By Marcus Leach

A report released on Wednesday of this week revealed that stress is, for the first time, the most common cause of long-term sickness absence for both manual and non-manual employees.

This is an issues that, in many cases is neglected, but is a serious threat to employees, as the below letter from Kevin Young, managing director of e-learning provider SkillSoft EMEA, highlights.

Dear editor,

As a wise man once said “You don't get ulcers from what you eat, but from what's eating you." There’s no way to completely eradicate stress in one’s life, which is why it is of no surprise to me that stress has become the most common reason for a worker being signed off with long-term sickness (Stress is number one cause of long-term absence from work, 5th October 2011).

In fact, in our own research into the issue we found that more than 92% of employees were experiencing stress in the workplace, 44% of workers were losing sleep through stress, 34% had a fear of having an increased workload and 31% worried about redundancy.

Organisations need to look closely at their employees and ask themselves if their staff are suffering from stress, and more importantly, why.
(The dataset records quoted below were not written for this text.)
Issue #4563, opened 2025-09-03
Remove our RDTSC code?


RalfJung:
In https://github.com/rust-lang/miri/pull/4524 we gained some code to directly access the x86 RDTSC clock for profiling purposes. However, on almost all systems, `std::time::Instant` should already be using that clock. So maybe instead of carrying such low-level code we should document how to diagnose and potentially work-around the case where the kernel doesn't trust the RDTSC clock? If the clock is so unstable that the kernel doesn't use it, maybe it's also not a great fit for profiling...

See the discussion [here](https://github.com/rust-lang/miri/pull/4524#issuecomment-3234290380).
Cc @Stypox

bjorn3:
`std::time::Instant` goes through libc, which in turn likely goes through the VDSO which finally may use rdtsc. This is more overhead than directly using rdtsc, as libc and the VDSO can't be inlined.

Edit: Never mind, the comment above the linked one says that the overhead is pretty small.

Stypox:
I am ok with reverting the RDTSC part of #4524. Furthermore, it seems to cause another problem now: when a parameter passed to a tracing call uses a `Debug` implementation that, while producing the debug string, makes another (nested) tracing call, rustc will crash. The reason is that the thread-local data used for subtracting away the time spent within the tracing infrastructure is stored in a thread-local `RefCell`, see [here](https://github.com/rust-lang/miri/blob/master/src/bin/log/tracing_chrome.rs#L564), and a nested tracing call will cause this `RefCell` to be borrowed twice.

[This](https://github.com/rust-lang/rust/blame/master/compiler/rustc_span/src/lib.rs#L2302) is the tracing call happening while formatting the span parameter passed to [this other tracing call](https://github.com/rust-lang/rust/blob/a41214f9bd7ce869d21898f31107f92c90a9112f/compiler/rustc_const_eval/src/interpret/step.rs#L82-L89), causing:

```
thread 'rustc' panicked at src/tools/miri/src/bin/log/tracing_chrome.rs:568:41:
RefCell already borrowed
...
  16:     0x561ad80b2591 - {closure#0}<tracing_subscriber::registry::sharded::Registry, miri::log::tracing_chrome::{impl#4}::on_event::{closure_env#0}<tracing_subscriber::registry::sharded::Registry>>
                               at ./src/tools/miri/src/bin/log/tracing_chrome.rs:568:41
...
  24:     0x7f16af671ff7 - {closure#1}
[...]

Issue #4752, opened 2025-12-08
Fine-grained event tracing does not work any more


RalfJung:
https://github.com/rust-lang/rust/pull/147613 caused a regression in our [tracing system](https://github.com/rust-lang/miri/blob/master/doc/tracing.md): the usual log filters now also get applied to the tracing events, meaning they are all filtered out and never make it into the JSON trace. See [this](https://github.com/rust-lang/rust/pull/147613#issuecomment-3415780630) and the following discussion for more details.

PR #4860, opened 2026-02-16
Miscellaneous tracing fixes and improvements

Stypox:
Fixes `RefCell` being borrowed mutably twice, in case of nested tracing calls while formatting an argument of a tracing call, see https://github.com/rust-lang/miri/issues/4563#issuecomment-3415871750. There are some places in rustc where that happens, e.g. [here](https://github.com/rust-lang/rust/blob/f6092f224d2b1774b31033f12d0bee626943b02f/compiler/rustc_const_eval/src/interpret/step.rs#L82-L89)->[here](https://github.com/rust-lang/rust/blob/f6092f224d2b1774b31033f12d0bee626943b02f/compiler/rustc_public/src/ty.rs#L265)->[here](https://github.com/rust-lang/rust/blob/f6092f224d2b1774b31033f12d0bee626943b02f/compiler/rustc_span/src/lib.rs#L2302).

After applying the fix in 3367573b6565581b0d457b587a3888e43ffebfff (which avoids keeping the `RefCell` borrowed while formatting arguments of tracing calls), I was surprised that the code was still crashing on [the same tracing call](https://github.com/rust-lang/rust/blob/f6092f224d2b1774b31033f12d0bee626943b02f/compiler/rustc_const_eval/src/interpret/step.rs#L82-L89), this time with a different backtrace that didn't contain any mention of our `tracing-chrome` layer. So I investigated a bit and it turned out to be a bug in `tracing-tree`, for which I could create a minimum reproducible example that has nothing to do with `tracing-chrome`: https://github.com/davidbarsky/tracing-tree/issues/93.

This PR also closes rust-lang/miri#4563 by removing unnecessary RDTSC code. This could possibly go in a separate PR but it touches the same code as the fix above, so I preferred to just make it a separate commit.

This PR finally updates the documentation for tracing, to explain how to ensure the system uses `tsc` as a timer, and to point out the two blockers that prevent tracing from actually being used at the moment.

Note: this PR uses f6466ce65 as a base, instead of the latest commit on `master`, because that's the last Miri commit that is not affected by https://github.com/rust-lang/miri/issues/4752, and where `tracing` could still be tested. Before merging I will rebase onto `master`.

### DIFF
--- a/CONTRIBUTING.md
+++ b/CONTRIBUTING.md
@@ -189,6 +189,8 @@ you can visualize in [Perfetto](https://ui.perfetto.dev/). For example:
 MIRI_TRACING=1 ./miri run --features=tracing tests/pass/hello.rs
 ```
 
+See [doc/tracing.md](./doc/tracing.md) for more information.
+
 ### UI testing
 
 We use ui-testing in Miri, meaning we generate `.stderr` and `.stdout` files for the output
--- a/doc/tracing.md
+++ b/doc/tracing.md
@@ -2,6 +2,9 @@
 
 Miri can be traced to understand how much time is spent in its various components (e.g. borrow tracker, data race checker, etc.). When tracing is enabled, running Miri will create a `.json` trace file that can be opened and analyzed in [Perfetto](https://ui.perfetto.dev/). For any questions regarding this documentation you may contact [Stypox](https://rust-lang.zulipchat.com/#narrow/dm/627563-Stypox) on Zulip.
 
+> [!WARNING]
+> Tracing in Miri at the moment is broken due to two bugs in tracing libraries: https://github.com/tokio-rs/tracing/pull/3392 and https://github.com/davidbarsky/tracing-tree/issues/93. Also see https://github.com/rust-lang/miri/issues/4752.
+
 ## Obtaining a trace file
 
 ### From the Miri codebase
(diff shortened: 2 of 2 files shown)


src/bin/log/tracing_chrome.rs
```diff
@@ -562,28 +564,46 @@ where
...
-                Some(thread_data) => (thread_data, false),
-                None => {
-                    let tid = self.max_tid.fetch_add(1, Ordering::SeqCst);
-                    let out = self.out.lock().unwrap().clone();
-                    let start = TracingChromeInstant::setup_for_thread_and_start(tid);
-                    *thread_data = Some(ThreadData { tid, out, start });
-                    (thread_data.as_mut().unwrap(), true)
+            // make sure not to keep `value` borrowed when calling `f` below, since the user tracing
+            // code that `f` might invoke (e.g. fmt::Debug argument formatting) may contain nested
+            // tracing calls that would cause `value` to be doubly-borrowed mutably
```
```suggestion
            // Make sure not to keep `value` borrowed when calling `f` below, since the user tracing
            // code that `f` might invoke (e.g. fmt::Debug argument formatting) may contain nested
            // tracing calls that would cause `value` to be doubly-borrowed mutably.
```

RalfJung (commented):
Looks great, thanks a lot! Please rebase.

*[View changes since this review](https://triagebot.infra.rust-lang.org/gh-changes-since/rust-lang/miri/4860/ef30e906aae9520104dd54b81f648f770149d6bb..c313aa3adaed985ee370f449c0ea61f93b0d87bd)*

PR #4862, opened 2026-02-17
use the unstable `carryless_mul` in the `pclmul` implementation

folkertdev:
Eventually we should be able to use the intrinsics in `stdarch` so that miri no longer needs a custom implementation. Unfortunately the required optimizations didn't make it into LLVM 22, so we'll have to wait ~6 months.

### DIFF
--- a/src/lib.rs
+++ b/src/lib.rs
@@ -22,6 +22,7 @@
 #![feature(derive_coerce_pointee)]
 #![feature(arbitrary_self_types)]
 #![feature(macro_metavar_expr)]
+#![feature(uint_carryless_mul)]
 // Configure clippy and other lints
 #![allow(
     clippy::collapsible_else_if,
--- a/src/shims/x86/mod.rs
+++ b/src/shims/x86/mod.rs
@@ -1178,21 +1178,7 @@ fn pclmulqdq<'tcx>(
         let index = if (imm8 & 0x10) == 0 { lo } else { hi };
         let right = ecx.read_scalar(&ecx.project_index(&right, index)?)?.to_u64()?;
 
-        // Perform carry-less multiplication.
-        //
-        // This operation is like long multiplication, but ignores all carries.
-        // That idea corresponds to the xor operator, which is used in the implementation.
-        //
-        // Wikipedia has an example https://en.wikipedia.org/wiki/Carry-less_product#Example
-        let mut result: u128 = 0;
-
-        for i in 0..64 {
-            // if the i-th bit in right is set
-            if (right & (1 << i)) != 0 {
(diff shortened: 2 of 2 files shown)


folkertdev:
CI uses `2026-01-21/rustc-nightly-x86_64-unknown-linux-gnu.tar.xz` for that bootstrap job, How regularly does that update?

RalfJung:
It always the current rust nightly bootstrap compiler (the file storing that is [here](https://github.com/rust-lang/rust/blob/main/src/stage0)). If the job here fails, that means merging this PR would cause the next sync into the Rust repo to fail.

RalfJung:
The rust bootstrap compiler always gets updated around a release, so the next update will be around Feb 27th.

It is a fundamental part of the rustc development process that new standard library features can only be used inside rustc/miri after the next bootstrap bump (when nightly becomes beta and then that beta becomes the bootstrap compiler).

src/shims/x86/mod.rs
```diff
@@ -1178,24 +1178,8 @@ fn pclmulqdq<'tcx>(
...
-            // if the i-th bit in right is set
-            if (right & (1 << i)) != 0 {
-                // xor result with `left` shifted to the left by i positions
-                result ^= u128::from(left) << i;
-            }
-        }
-
         let dest = ecx.project_index(&dest, i)?;
-        ecx.write_scalar(Scalar::from_u128(result), &dest)?;
+        ecx.write_scalar(Scalar::from_u128(left.widening_carryless_mul(right)), &dest)?;
```
RalfJung: I think the better approach here would be to share this with the interpreter-level implementation of the intrinsic that landed in https://github.com/rust-lang/rust/pull/152132.

folkertdev: We reverted to just using the naive implementation in that PR, so there is no specific support in the interpreter for this operation currently.

RalfJung: Please separately let-bind the result; currently it is easy to miss the main computation among all the other stuff.

RalfJung:
Once https://github.com/rust-lang/rust/pull/153462 lands, the next sync should make this PR work.

src/lib.rs
```diff
@@ -18,6 +18,7 @@
 #![feature(arbitrary_self_types)]
 #![feature(iter_advance_by)]
 #![feature(macro_metavar_expr)]
+#![feature(uint_carryless_mul)]
```
kellyerinmontgomery426-ui, line 25: Not the intended abrivaints or hyphens and words scrutiny

RalfJung:
Thanks!

PR #4868, opened 2026-02-22
Start network socket shim

WhySoBad:
Hi,

This pull request is the start for the network socket support. Currently, the `libc::socket` and `libc::close` function calls work.

I also left some comments about uncertainties with flags but I've seen that rust-lang/miri#4840 addresses those. So, I'd suggest keeping it with the comments for now and as soon as rust-lang/miri#4840 is merged I'll update it.


RalfJung:
r? me

RalfJung:
Please remove the last commit from this PR again. Reviews are much easier in smaller chunks, and when the PR doesn't keep changing. :)

src/shims/unix/socket.rs
```diff
@@ -0,0 +1,176 @@
...
+enum SocketFamily {
+    // IPv4 internet protocols
+    IPv4,
+    // IPv6 internet protocols
+    IPv6,
+}
+
+#[derive(Debug)]
+enum SocketType {
+    // Reliable full-duplex communication, based on connections
```
RalfJung: Please write full sentences including punctuation.
```suggestion
    /// Reliable full-duplex communication, based on connections.
```

src/shims/unix/socket.rs
```diff
@@ -0,0 +1,186 @@
...
+    /// Family of the socket, used to ensure socket only binds/connects to address of
+    /// same family.
+    family: SocketFamily,
+    /// Type of the socket, either datagram or stream.
+    /// Only stream is supported at the moment!
+    socket_type: SocketType,
+    /// Inner standard library socket used for shimming.
+    /// Depending on whether `bind` or `connect` is called, we use a listener or a stream.
+    /// This is `None` until either of those methods is called.
+    socket: RefCell<Option<SocketKind>>,
```
RalfJung: Since `bind` and `connect` are not in this PR, please just remove this field.

src/shims/unix/socket.rs
```diff
@@ -0,0 +1,186 @@
...
+        }
+
+        // Ignore all file access mode flags
+        flag &= !(o_rdonly | o_wronly | o_rdwr);
+
+        if flag != 0 {
+            throw_unsup_format!("fcntl: only O_NONBLOCK is supported for F_SETFL on sockets");
+        }
+
+        interp_ok(Scalar::from_i32(0))
```
RalfJung: Just make this entire thing `throw_unsup_format` for now. We said only `socket` and `close` should work :)

I expect this to change quite a bit when https://github.com/rust-lang/miri/pull/4840 lands.

src/shims/unix/socket.rs
```diff
@@ -0,0 +1,186 @@
...
+            this.set_last_error(LibcError("EACCES"))?;
+            return interp_ok(Scalar::from_i32(-1));
+        }
+
+        let mut is_sock_nonblock = false;
+
+        // Interpret the flag. Every flag we recognize is "subtracted" from `flags`, so
+        // if there is anything left at the end, that's an unsupported flag.
+        if matches!(this.tcx.sess.target.os, Os::Linux | Os::Android) {
+            // SOCK_NONBLOCK only exists on Linux.
```
RalfJung: What about SOCK_CLOEXEC?

src/shims/unix/socket.rs
```diff
@@ -0,0 +1,186 @@
...
+            let sock_nonblock = this.eval_libc_i32("SOCK_NONBLOCK");
+            let sock_cloexec = this.eval_libc_i32("SOCK_CLOEXEC");
+            if flags & sock_nonblock == sock_nonblock {
+                is_sock_nonblock = true;
+                flags &= !sock_nonblock;
+            }
+            if flags & sock_cloexec == sock_cloexec {
+                flags &= !sock_cloexec;
```
RalfJung, line 118:
```suggestion
                // We don't support `exec` so we can ignore this.
                flags &= !sock_cloexec;
```

src/shims/unix/socket.rs
```diff
@@ -0,0 +1,186 @@
...
+            );
+        };
+
+        if flags != this.eval_libc_i32("SOCK_STREAM") {
+            throw_unsup_format!(
+                "socket: type {:#x} is unsupported, only SOCK_STREAM, \
+                                SOCK_CLOEXEC and SOCK_NONBLOCK are allowed",
+                flags
+            );
+        } else if protocol != 0 {
```
```suggestion
        }
        if protocol != 0 {
```
These are logically unrelated, `else` is just confusing.

tests/pass-dep/libc/libc-socket.rs
```diff
@@ -0,0 +1,11 @@
+//@ignore-target: windows # No libc socket on Windows
+//@ignore-target: solaris # Does socket is a macro for __xnet7_socket which has no shim
+//@ignore-target: illumos # Does socket is a macro for __xnet7_socket which has no shim
+//@compile-flags: -Zmiri-disable-isolation
+
+fn main() {
```
RalfJung, line 10: In preparation for later adding more tests here: please put this test into a function like `test_socket_close` or so and then have `main` just call that function.

src/shims/unix/socket.rs
WhySoBad: Oops, I misread the "validate socket flags" as "set socket flags". Removed it.

src/shims/unix/socket.rs
WhySoBad: I've updated the comment and also found that both of these options also [exist on FreeBSD](https://man.freebsd.org/cgi/man.cgi?query=socket&apropos=0&sektion=0&manpath=FreeBSD+15.0-RELEASE+and+Ports&format=html).

tests/pass-dep/libc/libc-socket-with-isolation.rs
RalfJung, line 1: This test did not need the change to separate function, it won't get any more cases anyway since sockets don't work with isolation. So please change it back. I deliberately only mentioned this change for the other test. :)

In fact, shouldn't the test assert that `libc::socket` fails? `socket` has the usual "-1 is error" convention so all calls to it should use `errno_result`. Grep the test suite for examples; you'll have to add something like this to import the helper:
```
#[path = "../../utils/libc.rs"]
mod libc_utils;
```

Please use `errno_result` in both tests.

RalfJung:

@rustbot author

At a time when costs need to be kept low, productivity levels and quality of work can suffer along with the added cost of providing temporary cover for employees on long-term sick leave. Unfortunately, this all adds up to extra costs for the company.

If organisations want their employees to flourish, work effectively and keep their stress under control, they need to look at the current learning and training options on offer. By giving employees the essential skills to carry out their job roles effectively, businesses can ensure they are working in a positive atmosphere whilst actively combating long-term sick leave.